┌─ Input

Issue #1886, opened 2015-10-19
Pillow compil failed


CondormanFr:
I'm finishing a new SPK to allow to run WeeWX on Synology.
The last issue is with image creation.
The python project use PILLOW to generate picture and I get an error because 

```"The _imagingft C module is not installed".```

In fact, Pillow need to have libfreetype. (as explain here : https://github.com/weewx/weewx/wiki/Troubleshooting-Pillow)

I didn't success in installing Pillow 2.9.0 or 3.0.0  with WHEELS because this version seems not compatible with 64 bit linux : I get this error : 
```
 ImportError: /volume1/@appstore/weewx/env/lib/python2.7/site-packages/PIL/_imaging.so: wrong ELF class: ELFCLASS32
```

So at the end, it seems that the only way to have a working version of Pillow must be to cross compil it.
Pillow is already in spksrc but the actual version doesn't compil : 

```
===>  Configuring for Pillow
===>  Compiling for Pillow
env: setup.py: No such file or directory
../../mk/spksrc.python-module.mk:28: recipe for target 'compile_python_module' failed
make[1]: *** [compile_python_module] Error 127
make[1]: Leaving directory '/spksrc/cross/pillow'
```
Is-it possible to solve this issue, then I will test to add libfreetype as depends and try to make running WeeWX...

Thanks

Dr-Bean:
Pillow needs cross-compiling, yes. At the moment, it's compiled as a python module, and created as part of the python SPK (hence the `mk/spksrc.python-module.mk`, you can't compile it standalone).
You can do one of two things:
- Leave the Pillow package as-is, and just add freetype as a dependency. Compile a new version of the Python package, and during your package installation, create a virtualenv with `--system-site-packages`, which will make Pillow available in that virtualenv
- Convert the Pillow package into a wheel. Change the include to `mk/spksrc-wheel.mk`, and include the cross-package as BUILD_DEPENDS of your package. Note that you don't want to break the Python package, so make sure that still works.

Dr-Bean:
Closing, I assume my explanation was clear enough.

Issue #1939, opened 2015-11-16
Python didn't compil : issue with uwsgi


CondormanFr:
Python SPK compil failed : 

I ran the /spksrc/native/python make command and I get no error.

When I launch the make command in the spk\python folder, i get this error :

└─

(Assigned task)
The line containing "Python SPK compil" marks where to begin; the last line of the records marks where to stop. Copy both and all between, exactly.

(Finished task)
Python SPK compil failed : 

I ran the /spksrc/native/python make command and I get no error.

When I launch the make command in the spk\python folder, i get this error :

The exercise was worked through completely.